PR #1901, opened 2026-05-07
fix(vlm): ignore unusable default provider

duyua9:
## Summary
- let `default_provider` win only when that provider has usable credentials
- fall back to the existing provider selection path when the default provider is empty, missing, or otherwise unusable
- add focused VLMConfig provider-selection regressions for default-provider precedence and fallback behavior

## Validation
- `PYTHONPATH=. python3 - <<'PY' ... PY` (ad-hoc VLMConfig provider-selection assertions) - passed
- `python3 -m py_compile openviking_cli/utils/config/vlm_config.py tests/unit/test_vlm_config_provider_selection.py` - passed
- `git diff --check` - passed
- `uvx ruff check openviking_cli/utils/config/vlm_config.py tests/unit/test_vlm_config_provider_selection.py` - passed
- `uvx ruff format --check openviking_cli/utils/config/vlm_config.py tests/unit/test_vlm_config_provider_selection.py` - passed

Targeted pytest note: `uv run python -m pytest ...` could not complete in this local macOS environment because the editable build tries to build the Rust CLI and fails in local CommandLineTools with an `xcrun` architecture mismatch. Running pytest directly with system Python also loads the repository conftest and is missing project dependencies. No production/runtime surface is touched.

### DIFF
--- a/openviking_cli/utils/config/vlm_config.py
+++ b/openviking_cli/utils/config/vlm_config.py
@@ -188,10 +188,9 @@ class VLMConfig(BaseModel):
             return self._get_provider_config_by_name(self.provider) or {}, self.provider
 
         if self.default_provider:
-            return (
-                self._get_provider_config_by_name(self.default_provider) or {},
-                self.default_provider,
-            )
+            config = self._get_provider_config_by_name(self.default_provider) or {}
+            if self._provider_has_usable_credentials(self.default_provider, config):
+                return config, self.default_provider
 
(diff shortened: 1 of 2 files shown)


duyua9:
Closing this as a duplicate of the existing open PR #1621, which already covers the same VLM default_provider precedence/fallback behavior in openviking_cli/utils/config/vlm_config.py with regression coverage. Sorry for the duplicate submission.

######

> [Instructions to follow]: Scan the entries above for the string "unusable" and copy each line containing it.

> [Answer box]:
fix(vlm): ignore unusable default provider
- fall back to the existing provider selection path when the default provider is empty, missing, or otherwise unusable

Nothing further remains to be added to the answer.